Charme kann man nicht kaufen. Und niemand ist vor dir sicher: Die hübsche Kassiererin im Supermarkt, die Dame am Kiosk, auch dem Bibliothekar zwinkerst du gerne mal zu. Bei der Lady hinter dem Bank-Schalter beißt du dir allerdings die Zähne aus. Mit einer Person zu flirten, die deinen Kontostand kennt, ist auf jeden Fall was für Profis.
Eigentlich bist du nicht materialistisch und am schnöden Mammon liegt dir nichts. Du hast eben bloß ein Faible für Uhren aus der Schweiz, Sportwagen aus Italien und Steaks aus Argentinien. Aber Geld ist nicht alles im Leben. Manchmal braucht man nämlich auch Gold und Wertpapiere.
Mit Bitcoin millionenfach echte Euro zu scheffeln, hat bei dir leider nicht funktioniert. Nun verkaufst du deine Hypothek an irgendeinen Trader aus China. Der und 20 andere Fondsgesellschaften schließen jetzt Wetten darauf ab, ob du deine Schulden begleichen wirst. Das Finanzsystem ist dann doch etwas komplizierter, als du dachtest.
Hin und her macht Taschen leer. Der Markt hat immer Recht. Greife nie in ein fallendes Messer – Börsenweisheiten gibt es viele. Dein Favorit unter den Anlegerweisheiten: Ein Börsencrash ist schlimmer als eine Scheidung. Du verlierst die Hälfte deines Vermögens – aber dein Partner ist hinterher noch da.
Seit du den dicken Kredit aufgenommen hast, sitzt du auf einem hohen Schuldenberg. Und der wirft einen langen Schatten auf deine Psyche. Immerhin fragst du dich schon Dinge wie: Da du technisch gesehen weniger als gar kein Geld hast – kannst du dir dann nicht mal mehr kostenlose Dinge leisten?
„Wenn sie kein Brot haben, sollen sie Kuchen essen!“ Dieser Satz wird heute noch Marie-Antoinette angedichtet. Ob die letzte französische Königin vor der Französischen Revolution diesen Spruch wirklich gesagt hat, sei mal dahingestellt. Heute müsste er aber lauten: „Wenn sie keine Rente bekommen, sollen sie Aktien kaufen!“
Nachdem deine Aktien mittlerweile in Euro-Shops zwischen Socken, Hüten, Zahnstochern und Kerzen gehandelt werden, bist du gelinde gesagt knapp bei Kasse. Aufs Traden verzichten möchtest du allerdings nicht. Kann man eigentlich mit Minusbeiträgen handeln?

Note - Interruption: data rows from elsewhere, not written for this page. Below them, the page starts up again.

PR #35347, opened 2026-07-31
fix: hold references to the service-logging tasks in RedisCache

noron12234:
## TLDR

Problem this solves:

- `RedisCache` discards 30 `create_task()` results for its service-logging hooks
- The loop only weakly references tasks, so they can be collected mid-flight
- Result: Redis telemetry silently dropped, worst under load

How it solves it:

- Holds each task in a set, drops it in a done callback
- Same pattern the repo already uses in three other places
- No control flow or behaviour change otherwise

## Relevant issues

None found.

## Detail

`RedisCache` reports every Redis operation to the service logger like this:

```python
asyncio.create_task(
    self.service_logger_obj.async_service_success_hook(
        service=ServiceTypes.REDIS,
        duration=_duration,
        call_type=...,
    )
)
```

The task is thrown away. Nobody awaits it and [the event loop only keeps a weak reference](https://docs.python.org/3/library/asyncio-task.html#asyncio.create_task):

> Important: Save a reference to the result of this function, to avoid a task disappearing mid-execution. The event loop only keeps weak references to tasks. A task that isn't referenced elsewhere may get garbage collected at any time, even before it's done.

So a success/failure hook can vanish before it reports, and the failure is invisible — no exception, just a missing datapoint. It is most likely to bite exactly when the loop is busiest, which is when the telemetry matters most.

30 call sites across the class: `async_ping`, `async_scan_iter`, `async_set_cache`, `async_get_cache`, `async_batch_*`, `async_increment`, `async_delete_cache`, `flushall`, and their failure counterparts.

**The repo already does this correctly elsewhere**, which is why I treated it as a bug rather than a style preference:

- `litellm/proxy/guardrails/guardrail_hooks/akto/akto.py:85` — `self.background_tasks: set = set()`, used at 441 and 458
- `litellm/proxy/management_helpers/audit_logs.py:142`
- `litellm/proxy/_experimental/mcp_server/outbound_credentials/oauth_token_store.py:238`

This PR applies the same shape to `RedisCache`:

```python
self._service_logging_tasks: Set[asyncio.Task] = set()
...
_service_logging_task = asyncio.create_task(...)
self._service_logging_tasks.add(_service_logging_task)
_service_logging_task.add_done_callback(self._service_logging_tasks.discard)
```

`discard` rather than `remove` so a double callback can't raise. The set stays bounded by the number of in-flight hooks.

## Verification

```console
$ ruff check litellm/caching/redis_cache.py        # ruff 0.15.3, the version pinned in pyproject.toml
All checks passed!
$ ruff format --check litellm/caching/redis_cache.py
1 file already formatted
$ python -m py_compile litellm/caching/redis_cache.py
```

No test: the failure is a garbage-collection race, so a test would have to force a GC at a chosen moment and assert a task did *not* vanish — flaky by construction. Happy to add one if you have a shape in mind.

Found with an AST scan for `create_task` / `ensure_future` results discarded as bare expression statements (excluding `TaskGroup.create_task`, which does hold strong references). `litellm/caching/caching_handler.py` has three more of the same shape in a different class — left out to keep this diff to one file, happy to follow up.


Sanjays2402:
the one task this doesn't hold is the async health ping - `_setup_health_pings` still does `_ = asyncio.get_running_loop().create_task(self.ping())` at line 349, and that's the task that produces the failure hooks you're now keeping refs to. same collection window, and there it also means a dropped ping silently never reports. worth adding it to `_service_logging_tasks` (or a sibling set) while you're in here?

Und sind das diese Shorts, von denen alle reden?
Donald Trump, René Benko, Elizabeth Holmes. In der Finanzwelt gilt oft mehr Schein als Sein. Du bist wenigstens ehrlich, genießt dafür in der Finanzwelt aber auch nicht den allerbesten Ruf: Hinter vorgehaltener Hand nennen deine Partner dein Konto IBAN der Schreckliche und Panic at the Dispo.
Gleich geht’s zur Bank, eine nicht unerhebliche Summe Geld abheben. Du bist ein bisschen aufgeregt, aber immerhin bist du dem Anlass entsprechend gekleidet. Noch ein letzter Check: Hemd und Hose sitzen perfekt. Aber um ein Haar hättest du den Strumpf falsch herum über den Kopf gezogen.
Würdest du sagen, dass du Wert auf die Sicherheit deines Vermögens legst? Ja? Aber ist dir eigentlich schon mal aufgefallen, dass dein WLAN-Passwort satte 16 Stellen hat? Und der Login für deine Online-Games? Und dein Handy-Pin mindestens sechs? Während deine Geldkarte nur mit vier Zahlen gesichert ist?
In Zeiten steigender Preise wächst auch der Unmut in der Bevölkerung über Börsen, Kreditinstitute und eben alles, was damit zu tun hat. Du willst an dieser Stelle mal eine Lanze für die Anzugträger brechen, persönlich haben die dir nämlich nix getan. Und es heißt „Bankberater“ – nicht „Finanzwesen“, verdammt noch mal!